The result? A two-pronged pressure on drugmakers:
1. Accelerate approvals via CNPV to meet U.S. priorities.
2. Align prices with global benchmarks to qualify for such incentives or avoid MFN penalties.

This is a game-changer. Companies with therapies that don't fit these priorities—or that rely on high U.S. prices—will face margin compression. Those with diversified pipelines, international revenue streams, or treatments in high-demand therapeutic areas (e.g., rare diseases, oncology) can retain pricing leverage.

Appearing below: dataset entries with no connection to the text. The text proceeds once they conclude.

PR #159, opened 2024-03-10
Make header path symlink work with all gcc versions

mlehtima:


rpm/xulrunner-qt5.spec
```diff
@@ -364,7 +364,7 @@ ln -sf "%BUILD_DIR"/config.status $PWD/build/config.status
 
 %ifarch %arm32 %arm64
 # Make stdc++ headers available on a fresh path to work around include_next bug JB#55058
-if [ ! -L "%BUILD_DIR"/include ] ; then ln -s /usr/include/c++/8.3.0/ "%BUILD_DIR"/include; fi
+if [ ! -L "%BUILD_DIR"/include ] ; then ln -s /usr/include/c++/*/ "%BUILD_DIR"/include; fi
```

Breaking Down the Winners and Losers: PFE, MRK, BMY

Pfizer (PFE): The Regulatory Insider with Risks

• Strengths: Pfizer's leadership includes Dr. Patricia Cavazzoni, a former FDA CDER chief. This gives them an edge in navigating the CNPV's accelerated review process. Their maternal RSV vaccine pipeline aligns with public health priorities, potentially securing fast-track status.
• Weakness: Over 40% of Pfizer's revenue comes from the U.S., making it vulnerable to MFN-driven price cuts. Its blockbuster drugs like Paxlovid (now facing generic competition) and cholesterol meds face declining U.S. pricing power.
• Investment Take: Buy if you believe Pfizer can diversify its pipeline and expand into high-margin markets like rare diseases. But beware—its heavy U.S. exposure is a red flag.

Merck (MRK): The CNPV Play with Strong Efficacy

• Strengths: Merck's clesrovimab (RSV prevention) just secured FDA approval with 84% efficacy in reducing hospitalizations. This therapy fits squarely into CNPV's “health crises” priority, giving Merck a clear path to accelerated reviews. Its global manufacturing footprint (e.g., U.S. and EU facilities) also buffers against MFN pressures.
• Weakness: Over 30% of revenue still comes from the U.S., and its reliance on older drugs like Keytruda (facing biosimilar threats) could strain margins.
• Investment Take: A solid hold. Merck's R&D focus on infectious diseases and oncology gives it CNPV-friendly pipelines, but monitor its U.S. pricing strategy.

Bristol-Myers Squibb (BMY): The Pipeline Gambler

• Strengths: BMY's acquisition of 2seventy bio ($286M) expands its R&D into novel therapies like antibody-drug conjugates and RNA treatments. These align with CNPV's “innovative cures” criteria. Its focus on rare diseases (e.g., Friedreich's ataxia) and oncology also fits high-priority areas.
• Weakness: With ~45% of revenue in the U.S., BMY is exposed to MFN-driven price caps. Its legacy drugs (e.g., Revlimid) face generic competition, squeezing margins.
• Investment Take: A speculative buy. BMY's pipeline diversity is promising, but its heavy U.S. reliance and reliance on legacy products make it risky.

The Bottom Line: Re-Evaluate Valuations Based on Geographic Exposure and Pipeline Diversity

Investors must ask two questions:
1. How much revenue is tied to the U.S.? Companies with >40% U.S. exposure (like PFE and BMY) face greater margin compression risks.
2. Is the pipeline CNPV-friendly? Therapies in rare diseases, oncology, or infectious diseases (like MRK's RSV drug) can secure fast-track status, preserving pricing power.

Action Items:
- Buy MRK: Strong CNPV-aligned pipeline, global diversification, and proven efficacy data.
- Avoid PFE: Overexposed to U.S. pricing risks without enough high-margin pipeline wins.
- Hold BMY: Potential upside from R&D bets, but wait for clearer signs of pipeline execution.

The FDA's new playbook is here to stay. Those who adapt fastest to global pricing realities—and bet on therapies that matter most to regulators—will outlast the margin-squeeze storm. The rest? They're just playing with fire.

As of July 2025, data sources include FDA announcements, company earnings reports, and third-party analyses.